## INFORMATION
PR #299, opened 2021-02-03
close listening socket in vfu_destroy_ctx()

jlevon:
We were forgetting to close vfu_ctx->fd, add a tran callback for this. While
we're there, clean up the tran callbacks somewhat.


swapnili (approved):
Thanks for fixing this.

## AIM OF THE TASK
Restate the material word for word, keeping every line intact.

## EXERCISE RESULT
PR #299, opened 2021-02-03
close listening socket in vfu_destroy_ctx()

jlevon:
We were forgetting to close vfu_ctx->fd, add a tran callback for this. While
we're there, clean up the tran callbacks somewhat.


swapnili (approved):
Thanks for fixing this.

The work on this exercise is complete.